Quantum dynamical model of laser-stimulated isotope separation of adsorbed species: Role of anharmonicity, coupling strength, and energy feedback from the heated substrate

A quantum model of a heterogeneous system consisting of a mixture of isotopes adsorbed on a solid surface and subjected to laser radiation is presented. The model system is described by a total Hamiltonian including direct and indirect (surface-phonon-mediated) couplings. The equations of motion are derived in the Heisenberg–Markovian picture in which the many-body effects of the surface phonon modes and the adspecies are reduced to an overall broadening (damping factor) given by the sum of the energy (T1) and phase (T 2) relaxations. The effects of the dephasing and anharmonicity on the average excitation are investigated. The ‘‘bistability’’ feature with a red-shifted optimal detuning is discussed in terms of the solution of a cubic equation.

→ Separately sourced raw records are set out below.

PR #224, opened 2016-02-06
PEP 440 formatting for version suffixes

bintoro:


jonparrott:
@bintoro I like this change, but can you provide some more detail examples to avoid ambiguity, for example:

```
* zero or more alpha releases denoted with a "aN" suffix, for example: ``1.0.0a4``.
```

jonparrott:
I'm going to close this PR as it has conflicts, but feel free to open a new one.

PR #226, opened 2016-02-16
virtualenv guide: Fix link

amitsaha:


Ivoz:
Could you change the url domain to `virtualenv.pypa.io` as well?

amitsaha:
@Ivoz sure, done!

ddbeck:
Thanks for the fix @amitsaha! :hammer:

PR #227, opened 2016-02-18
bad link to pypa

phaustin:


Ivoz:
https://pypa.io should normally be working fine, something is up with RTD

ddbeck:
https://pypa.io is working as expected again. :tada:

PR #229, opened 2016-03-13
Fix typo in sample appveyor.yml

federicobond:


techtonik:
@ncoghlan this is an easy one.

PR #244, opened 2016-06-14
Explaining where dist/ comes from

annaraven:
Issue ##231 indicated it is unclear where dist/ directory comes from or where to find it. Clarifying this situation so folks can register and upload their files to PyPI.


ncoghlan:
Thanks!

PR #245, opened 2016-06-15
Typo a fix in the PyPI distributing documentation.

illfelder:


ncoghlan:
Thanks!

source/distributing.rst
```diff
@@ -648,7 +648,7 @@ Only use the ``--universal`` setting, if:
    require 2to3).
 2. Your project does not have any C extensions.
 
-Beware that ``bdist_wheel`` does not currently have any checks to warn you if
+Beware that ``bdist_wheel`` does not currently have any checks to warn if you
```
Ivoz: This should have been `warn you if you`

illfelder: I don't think the first you is necessary, but I don't feel strongly if you want to make a followup change to add it back in.

PR #1377, opened 2023-11-11
Remove "Using MANIFEST.in" guide, moved to setuptools docs

jeanas:
This page: https://packaging.python.org/en/latest/guides/using-manifest-in/ is very setuptools-specific, describing the syntax of setuptools' `MANIFEST.in` file. I think the setuptools documentation is a better home for this. I've opened a [PR](https://github.com/pypa/setuptools/pull/4108) on the setuptools repo to add it. Once it's merged, this PR can be undrafted and merged. It removes the document, which should be replaced by a redirect in the ReadTheDocs configuration.

----
:books: Documentation preview :books:: https://python-packaging-user-guide--1377.org.readthedocs.build/en/1377/


abravalheri:
I was wondering if it would be possible to add a HTTP redirect instead of removing[^1]... This way any existing links in places other than the setuptools docs themselves (thanks Jean) would still "work".

In setuptools, I use [sphinx-reredirects](https://documatt.com/sphinx-reredirects/usage.html) in a couple of places to achieve something similar.


[^1]: I mean just for direct access to the webpage address itself. Removing from any ToC is completely fine.

willingc (commented):
I believe that we have been creating orphan stubs instead of completely removing docs.

sinoroc:
> The PUG uses redirects configured from the RTD Web UI instead of sphinx-reredirects.

Why? Seems like we are locking ourselves to RTD for no reason.

I asked on some other thread but it might be a bit hidden, forgive me for asking again...

willingc (approved):
Thanks for the update @jeanas.

willingc:
@sinoroc I think @pradyunsg would be better to respond to your question.

pradyunsg:
Filed https://github.com/pypa/packaging.python.org/issues/1408 which, I think makes it easier to track the RtD redirects if we're going to be adding them for _anything_ or already have a bunch.

PR #1378, opened 2023-11-11
Consistent tabs in installing-using-pip-and-virtual-environments.rst

### LINKED ISSUE #1375: Issue with tabs in guide "Install packages in a virtual environment using pip and venv"
I wonder if it would not be better to have 3 tabs all the way. Unix and Mac are merged into 1 tab except in the "[_Prepare pip_](https://packaging.python.org/en/latest/guides/installing-using-pip-and-virtual-environments/#prepare-pip)" section. So the auto switch of tabs throughout the page does not work as expected.

_Originally posted by @sinoroc in https://github.com/pypa/packaging.python.org/issues/1338#issuecomment-1796293328_

jeanas:
Fixes #1375

----
:books: Documentation preview :books:: https://python-packaging-user-guide--1378.org.readthedocs.build/en/1378/

### DIFF
--- a/source/guides/installing-using-pip-and-virtual-environments.rst
+++ b/source/guides/installing-using-pip-and-virtual-environments.rst
@@ -155,25 +155,10 @@ Prepare pip
 It's used to install and update packages into a virtual environment.
 
 
-.. tab:: Unix
+.. tab:: Unix/macOS
 
-    You can make sure that pip is up-to-date by running:
-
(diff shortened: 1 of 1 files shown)


sinoroc (approved):
Thanks!

willingc (approved):
Thanks @jeanas for cleaning this up :sunny:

A diagonalization procedure is presented in a new basis which reveals the effects of the coupling strength, the frequency difference, and the level width of the isotopes on the total steady-state excitation, which in turn reflects the surface spectrum of the model system. Finally, the isotope selectivity given by the numerical results of the time-integrated excitation is discussed. It is shown that the optimal detuning for a weak coupling strength is further red-shifted for a strong isotopic coupling strength. Finally, energy feedback effects of the bath modes on the excitations of the active modes are investigated by combining a quantum excitation equation and a classical heat diffusion equation.